You might find it easier to first rewrite the series as
$$\sum_{k=-N}^{k=N} a_k e^{j k\omega_0 t} = a_0 + \sum_{k=1}^{k=N} (a_k e^{j k\omega_0 t} + a_{-k} e^{-j k \omega_0 t})$$ to make dealing with the factor of 2 less confusing to you. Also, you can just pull the factor of 2 in right from the start: ##2a_k = A_k e^{j \phi_k}##.

 

[Granger]

You might find it easier to first rewrite the series as
$$\sum_{k=-N}^{k=N} a_k e^{j k\omega_0 t} = a_0 + \sum_{k=1}^{k=N} (a_k e^{j k\omega_0 t} + a_{-k} e^{-j k \omega_0 t})$$ to make dealing with the factor of 2 less confusing to you. Also, you can just pull the factor of 2 in right from the start: ##2a_k = A_k e^{j \phi_k}##.

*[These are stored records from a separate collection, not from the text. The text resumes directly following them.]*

PR #3236, opened 2024-07-26
[vms/platformvm] Add `VerifyWithContext` to `Block`s

dhrubabasu:
## Why this should be merged

For ACP-77, we will need the ProposerVM's `PChainHeight` to verify warp signatures. This takes the first step towards being able to use it by implementing the `block.WithVerifyContext` interface on P-Chain blocks.

## How this works

Implement `block.WithVerifyContext`

## How this was tested

CI

PR #3252, opened 2024-07-30
Inline `verifier` struct creation

dhrubabasu:
## Why this should be merged

Required for https://github.com/ava-labs/avalanchego/pull/3236

We'll need the proposerVMCtx to be passed into `verifier` which is nicer to construct on the fly.

## How this works

Inline `verifier` struct creation

## How this was tested

CI

### DIFF
--- a/vms/platformvm/block/executor/block.go
+++ b/vms/platformvm/block/executor/block.go
@@ -29,7 +29,10 @@ func (b *Block) Verify(context.Context) error {
 		return nil
 	}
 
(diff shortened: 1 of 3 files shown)


tsachiherman (commented):
the only downside I can see here is the fact that if we were to have a dozen of places where `verifier` is being constructed in that way ***and*** we add another member to `verifier`, than we might miss adding that field to all the instances.

StephenButtolph (approved):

Hi! Thanks for your reply!

Ok rewriting the series like that makes things easier.
However I didn't quite understand your last suggestion, can you explain it again please?

What I thought to do was, using the rewritten series, I would get to

$$x(t) = a_0 + \sum_{k=1}^{k=N} 2A_k \cos (j k\omega_0 t + \phi_k)$$

Then, using the symmetry of the series between the negative and positive terms I would get to:

$$x(t) = \sum_{k=-N}^{k=N} A_k \cos (j k\omega_0 t + \phi_k)$$

And therefore I would use ##a_k = A_k e^{j \phi_k}## to calculate the values of ##A_k## and ##\phi_k##. Is this correct?

 

[vela]

Oh, I didn't notice the limits on the final summation. Is it really from -N instead of from 0 or 1? Usually when you express it as a cosine series, you just have non-negative values for ##k##.

 

[Granger]

Oh, I didn't notice the limits on the final summation. Is it really from -N instead of from 0 or 1? Usually when you express it as a cosine series, you just have non-negative values for ##k##.

Oh you're right it is from zero to N! I just realized that now. Now I realize what you meant on incorporating the 2 factor when defining ##A_k##. Then I can simply write the series as:

$$x(t) = a_0 + \sum_{k=1}^{k=N} A_k \cos ( k\omega_0 t + \phi_k)$$

$$x(t) = \sum_{k=0}^{k=N} A_k \cos (k\omega_0 t + \phi_k)$$

And therefore I would use ##2a_k = A_k e^{j \phi_k}## to calculate the values of ##A_k## and ##\phi_k##.

Is this correct now?

 

[vela]

Well, you don't want ##j## in the argument of the cosine. Also, you should probably think about ##k=0## separately.

 

[Granger]

Well, you don't want ##j## in the argument of the cosine. Also, you should probably think about ##k=0## separately.

Yes sorry that was a typo.
But is it incorrect to put k=0 inside the series?
Because that was what my professor did when he gave us the exercise.

 

[Granger]

Yes sorry that was a typo.
But is it incorrect to put k=0 inside the series?
Because that was what my professor did when he gave us the exercise.

Or do you think I should simply make A_0 = a_0 ?

 

[vela]

Or do you think I should simply make A_0 = a_0 ?

Yes, that's probably simplest. Include the term in the summation but recognize that ##A_0## and ##a_0## aren't related in quite the same way as ##A_k## and ##a_k## are for ##k\ne 0##.

 

[Granger]

Ok, thank you very much for your help!